PRTF No. 10 in Petersburg had previously been closed for quarantine due to the coronavirus. A patient at the facility had recently returned from treatment for other ailments at another facility, where he contracted the coronavirus. Ivan Veryovkin, the head of PRTF No. 10, then suddenly removed his facility’s intensive care unit from infection surveillance and suggested that volunteers come in the morning and leave in the evening.

As MR7.ru has argued recently, the epidemic has shown that PRTFs are “factories of misery,” and it is time to shut them down.

Translated by the Russian Reader. In case you were wondering who, exactly, was housed in Psychoneurological Residential Treatment Facility No. 10 in Petersburg, the Russian version of Wikipedia has the depressing answer. (The only other language in which there is an article on the subject is French, but the French article merely explains what PRTFs are in Russia.)

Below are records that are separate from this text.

PR #198, opened 2016-09-12
TraceBounds: Add unit tests

slee172:
Just for TraceBounds unit test. Not added cython version yet.


plugin.cmake
```diff
@@ -53,6 +53,11 @@ add_python_test(glcm
     PLUGIN HistomicsTK
 )
 
+add_python_test(segmentation_label
+    SUBMODULE TraceBoundsTest
+    PLUGIN HistomicsTK
+)
+
```
cdeepakroy: Can you try this:

add_python_test(segmentation_label
    SUBMODULE TraceBoundsTest
    DBNAME core_segmentation_trace_bounds
    PLUGIN HistomicsTK
)

I am guessing the test name is getting too long. With `DBNAME` you can override and give it a shorter name.

slee172: It works !!

slee172:
@cdeepakroy @manthey Could you take a look at setup.py? Is this right way to add ext_modules?

histomicstk/segmentation/label/trace_boundary.py
```diff
@@ -0,0 +1,167 @@
+import numpy as np
+import ctypes
+
+from histomicstk.segmentation.label.isbf import isbf
```
cdeepakroy: Change this to `from .isbf import isbf`. That should resolve the TravisCI error. In general, if your are import from a file in the same folder use relative import like this. Otherwise, use absolute import.

histomicstk/segmentation/label/__init__.py
```diff
@@ -12,6 +12,7 @@
 from .LabelPerimeter import LabelPerimeter
 from .ShuffleLabel import ShuffleLabel
 from .TraceBounds import TraceBounds
+from .trace_boundary import trace_boundary
```
slee172: @cdeepakroy What do you think of how to compare the original ISBF algorithm in TraceBounds with the cython version of ISBF algorithm? I just added the same function on it to compare them.

plugin_tests/segmentation_label_test.py
```diff
@@ -0,0 +1,62 @@
...
+                         [0, 1, 1, 1, 1, 0],
+                         [0, 1, 1, 1, 1, 0],
+                         [0, 0, 1, 1, 0, 0],
+                         [0, 0, 0, 0, 0, 0]], dtype=np.bool)
+
+        # test isbf with 4 connectivity
+        res_X, res_Y = label.TraceBounds(mask, 4)
+
+        # cython_X, cython_Y = label.tracebounds_cython(mask, 4)
+        cython_X, cython_Y = label.TraceBounds(mask, 4)
```
slee172: Got an error when using isbf on histomicstk. segmentation.label directory, so just wrote the same line on it temporally.

histomicstk/segmentation/label/tracebounds_cython.py
```diff
@@ -0,0 +1,166 @@
+import ctypes
+import numpy as np
+from .isbf import isbf
```
slee172: @cdeepakroy I wrote this here, but got an import error.

histomicstk/segmentation/label/trace_boundary.py
slee172: OK. will use the relative import.

histomicstk/segmentation/label/isbfcpp.h
```diff
@@ -0,0 +1,42 @@
...
+    int** matrix90;
+    int** matrix180;
+    int** matrix270;
+
+public:
+    isbfcpp();
+    int length();
+    void nth_from_last(int n, int &x, int &y);
+    bool addList(int x, int y);
+    void roateMatrix(int rows, int cols, int **input, int **output);
```
slee172: Fixed.

histomicstk/segmentation/label/__init__.py
cdeepakroy: I thought you already compared both and showed us that trace_boundary isbf is much faster. 

We should not have two functions which do the same thing in the toolkit. 

If the pure python one is slower, we should just drop it and keep the cython one instead.

slee172: @cdeepakroy OK. I see, so don't we need this unit test ?

histomicstk/segmentation/label/isbfcpp.cpp
```diff
@@ -0,0 +1,344 @@
...
+{
+    addList(startX, startY);
+
+    nrows = rows;
+    ncols = cols;
+
+    matrix00 = new int*[nrows];
+    for (int i = 0; i < nrows; i++) {
+      matrix00[i] = new int[ncols];
+    }
```
cdeepakroy: You can use `std::vector< std::vector<int> >` to create a matrix. See [here](http://www.cplusplus.com/reference/vector/vector/)

cdeepakroy: [Here](http://thispointer.com/creating-a-matrix-using-2d-vector-in-c-vector-of-vectors/) is another example.

histomicstk/segmentation/label/trace_boundary.py
slee172: @cdeepakroy got an import error when using the relative. Could you see [this error](https://travis-ci.org/DigitalSlideArchive/HistomicsTK/builds/161689528#L2722)

histomicstk/segmentation/label/isbfcpp.cpp
slee172: Wow. Good to know that. I have used the vector as a return array between cython and cpp codes. But, try to use it in the cpp code.

histomicstk/segmentation/label/isbfcpp.cpp
```diff
@@ -0,0 +1,344 @@
...
+
+    // copy mask to matrix00
+    for(int i=0; i< nrows; i++){
+        for(int j=0; j< ncols; j++){
+            matrix00[i][j] = mask[i*ncols+j];
+        }
+    }
```
cdeepakroy: You can initialize an std::vector from c array like [this](http://stackoverflow.com/questions/2434196/how-to-initialize-stdvector-from-c-style-array). Generalize this to 2D.

histomicstk/segmentation/label/isbfcpp.h
```diff
@@ -0,0 +1,42 @@
...
+#include <iostream>
+#include <string>
+#include <vector>
+
+struct node
+{
+    int val_x;
+    int val_y;
+    node *next;
+};
```
cdeepakroy: Use `std::list` instead of this. See [here](http://www.cplusplus.com/reference/list/list/push_back/)

histomicstk/segmentation/label/isbfcpp.h
```diff
@@ -0,0 +1,42 @@
...
+    int** matrix180;
+    int** matrix270;
+
+public:
+    isbfcpp();
+    int length();
+    void nth_from_last(int n, int &x, int &y);
+    bool addList(int x, int y);
+    void rotateMatrix(int rows, int cols, int **input, int **output);
+    std::vector<int> getList(int nrows, int ncols, int *size, int *mask, int startX, int startY, float inf);
```
cdeepakroy: maybe rename to `trace` or `traceBoundary`

histomicstk/segmentation/label/isbfcpp.cpp
```diff
@@ -0,0 +1,344 @@
...
+        }
+        angle = M_PI;
+      }
+
+      // initialize cX and cY
+      // cX and cY indicate directions for each ISBF
+      vector<int> cX(1);
+      vector<int> cY(1);
+      cX.at(0)=0;
+      cY.at(0)=0;
```
cdeepakroy: `cX, cY` do not seem to change size. Why declare them as vectors instead of scalars?

histomicstk/segmentation/label/isbfcpp.cpp
```diff
@@ -0,0 +1,344 @@
...
+              DY = 1;
+          }
+          else{
+              if(h[0][0] == 1){
+                  if(h[0][1] == 1){
+                      // inner corner at front
+                      cX.at(0) = 0;
+                      cY.at(0) = -1;
+                      cX.resize(2,(int)-1);
+                      cY.resize(2,(int)0);
```
cdeepakroy: My bad! `cx, cy` change in size here. 

[std::vector::pushback](http://www.cplusplus.com/reference/vector/vector/push_back/) instead of resize. pushback is like list-append in python.

histomicstk/segmentation/label/isbfcpp.cpp
```diff
@@ -0,0 +1,344 @@
...
+                      DX = 0;
+                      DY = -1;
+                  }
+                  else{
+                      // inner-outer corner at front-left
+                      cX.at(0) = -1;
+                      cY.at(0) = -1;
+                      DX = 0;
+                      DY = 1;
```
cdeepakroy: Should `DY = -1`? See [here](http://histomicstk.readthedocs.io/en/latest/_modules/histomicstk/segmentation/label/TraceBounds.html)

histomicstk/segmentation/label/isbfcpp.cpp
cdeepakroy: See if you can use vector for inputs (ex: mask) too

histomicstk/segmentation/label/isbfcpp.h
```diff
@@ -0,0 +1,42 @@
...
+    int** matrix00;
+    int** matrix90;
+    int** matrix180;
+    int** matrix270;
+
+public:
+    isbfcpp();
+    int length();
+    void nth_from_last(int n, int &x, int &y);
+    bool addList(int x, int y);
```
cdeepakroy: Use std::vector for x and y coords of the boundary. 

Then you wont need the `addList` (use pushback function of std::vector) and `nth_from_last` (you can just index in the vector and get any element) functions.

plugin_tests/segmentation_label_test.py
```diff
@@ -0,0 +1,62 @@
...
+
+    def test_isbf(self):
+
+        mask = np.array([[0, 0, 0, 0, 0, 0],
+                         [0, 0, 1, 1, 0, 0],
+                         [0, 1, 1, 1, 1, 0],
+                         [0, 1, 1, 1, 1, 0],
+                         [0, 1, 1, 1, 1, 0],
+                         [0, 0, 1, 1, 0, 0],
+                         [0, 0, 0, 0, 0, 0]], dtype=np.bool)
```
cdeepakroy: Try to use a test case with all cases:

* left neighbor
* inner-outer corner at left-rear
* inner corner at front
* inner-outer corner at front-left
* front neighbor
* outer corner

to make sure everything works.

histomicstk/segmentation/label/isbfcpp.cpp
slee172: Used the input mask as 2D vector.

histomicstk/segmentation/label/isbfcpp.cpp
slee172: Moved all pointers to vector/list

histomicstk/segmentation/label/isbfcpp.h
slee172: Renamed to traceBoundary

histomicstk/segmentation/label/isbfcpp.cpp
slee172: Used pushback(), so now the vector has one or two values for each cX and cY.

histomicstk/segmentation/label/isbfcpp.cpp
slee172: Weired. It didn't effect the test result, but fixed the typo. I think we need to change the test dataset that covers every case.

histomicstk/segmentation/label/isbfcpp.h
slee172: Good suggestion. Removed addList, nth_from_last functions. Instead, used the vector index.

histomicstk/segmentation/label/isbf.pyx
```diff
@@ -0,0 +1,38 @@
...
+cdef extern from "passInf.h":
+    pass
+
+cdef extern from "isbfcpp.h":
+    cdef cppclass isbfcpp:
+        isbfcpp() except +
+        int length()
+        void nth_from_last(int, int &x, int &y)
+        bool addList(int, int)
+        void roateMatrix(int, int, int **input, int **output)
```
cdeepakroy: typo rotateMatrix

slee172: did not push yet. It will be updated soon.

histomicstk/segmentation/label/isbfcpp.cpp
```diff
@@ -0,0 +1,247 @@
...
+      }
+
+      // initialize cX and cY which indicate directions for each ISBF
+      std::vector<int> cX(1);
+      std::vector<int> cY(1);
+
+      if (h[1][0] == 1) {
+          // 'left' neighbor
+          cX.at(0) = -1;
+          cY.at(0) = 0;
```
cdeepakroy: You can just do cX[0] = -1 instead of cX.at(0).

slee172: changed !!

plugin_tests/segmentation_label_test.py
slee172: Done.

slee172:
@cdeepakroy Could you see [this](https://travis-ci.org/DigitalSlideArchive/HistomicsTK/builds/162035268#L2719)? Still got the import error.

cdeepakroy:
@manthey Can you please take a look? Adding [python setup.py build_Ext --inplace](https://github.com/DigitalSlideArchive/HistomicsTK/blob/1fe2ef9fc17b37bbc882c7f7ab5a3fd848cf80a1/.travis.yml#L91) seems to produce this [error](https://travis-ci.org/DigitalSlideArchive/HistomicsTK/builds/162035268#L2770).

cdeepakroy:
@manthey Nevermind, Looks like it got resolved.

slee172:
@cdeepakroy I put the test cases for isbf algorithm. Could you take a look into it?

histomicstk/segmentation/label/passInf.h
```diff
@@ -0,0 +1,5 @@
+#ifndef INFINITY
+
+#define INFINITY 0
+
+#endif
```
cdeepakroy: We probably do not need a separate file for this? 

Can you define it in the isbfcpp.h or the .pyx file itself?

slee172: I don't see a directly way to define it on .pyx, but I think it's possible to define it on isbfcpp.h. I'll try it.

plugin_tests/segmentation_label_test.py
```diff
@@ -0,0 +1,155 @@
...
+
+        # refenece left neighbor
+        rx = [1, 1, 1]
+        ry = [2, 1, 2]
+
+        # test left neighbor
+        m_left_neighbor = np.array([[0, 0, 0, 0],
+                                    [0, 1, 1, 0],
+                                    [0, 0, 0, 0],
+                                    [0, 0, 0, 0]], dtype=np.bool)
```
cdeepakroy: Since you use `DX = 1, DY = 0` as initial direction in your tracing algorithm, this would be front neighbor i think?

cdeepakroy: Check other like wise

slee172: Yes. It could be front neighbor if the starting point is (1,1)

histomicstk/segmentation/label/passInf.h
slee172: Done.

histomicstk/segmentation/label/isbfcpp.cpp
```diff
@@ -0,0 +1,255 @@
...
+    // copy mask to matrix00
+    for(int i=0; i< nrows; i++){
+        for(int j=0; j< ncols; j++){
+            //matrix00[i][j] = mask[i*ncols+j];
+            matrix00[i][j] = mask[i][j];
+        }
+    }
+
+    // rotate matrix for 90, 180, 270 degrees
+    matrix270 = rotateMatrix(nrows, ncols, matrix00);
```
cdeepakroy: returning a vector from rotateMatrix and assigning it will result in a copy. You may want to pass in a reference to the output matrix as a function argument to speed up.

cdeepakroy: also maybe rename rotateMatrix to `rotateMatrix90` or `rot90` to be clear.

histomicstk/segmentation/label/trace_boundary.py
```diff
@@ -0,0 +1,166 @@
...
+    Returns:
+    --------
+    X : array_like
+        A 1D array of horizontal coordinates of contour seed pixels for
+        tracing.
+    Y : array_like
+        A 1D array of the vertical coordinates of seed pixels for tracing.
+
+    See Also:
+    ---------
```
cdeepakroy: Remove See Also if you don't have anything to put there.

cdeepakroy:
@slee172 Few more comments. Rest LGTM!

histomicstk/segmentation/label/isbfcpp.cpp
slee172: Used the function argument in a reference and the function name is changed to rot90.

histomicstk/segmentation/label/isbfcpp.cpp
```diff
@@ -0,0 +1,255 @@
...
+    }
+
+    // allocate memory for return value
+    std::vector <std::vector<int> > boundaries(2, std::vector<int>(sizeofX));
+
+    std::vector<int> bX (boundary_listX.begin(), boundary_listX.end());
+    std::vector<int> bY (boundary_listY.begin(), boundary_listY.end());
+
+    boundaries[0] = bX;
+    boundaries[1] = bY;
```
slee172: OK. Used the assign

histomicstk/segmentation/label/trace_boundary.py
slee172: Done.

cdeepakroy:
@slee172 Did you put a print statement for each case and check if all print statements are being executed by your test?

slee172:
It was tested at my local machine.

By the end of the twentieth century, there were 442 official PRTFs in the Russian Federation, but by the end of the first decade of the twenty-first century, their number was 505. According to data for 2019, there are about 650 PRTFS in the Russian Federation, housing 155,157 patients. Most of these patients (112,157) are officially incapacitated.

According to the data for 2003, more than half of all patients in PRTFS (68.9%) were people with reduced intelligence: people who had been diagnosed with mental retardation and various types of dementia. At the same time, intellectual disabilities in persons transferred from orphanages are often associated not so much with a real decrease in intellectual capabilities, as with pedagogical neglect [sic], lack of proper training and education, insufficient rehabilitation programs, and lack of rehabilitation centers for post-orphanage training.

According to information for 2013, during the year, about a thousand people were admitted to PRTFs in Moscow; in total, 10,500 patients lived in PRTFs in the city (of which 8,245 were men aged 18-58 years). About 5,000 were admitted to PRTFs from orphanages without undergoing psychiatric re-examination.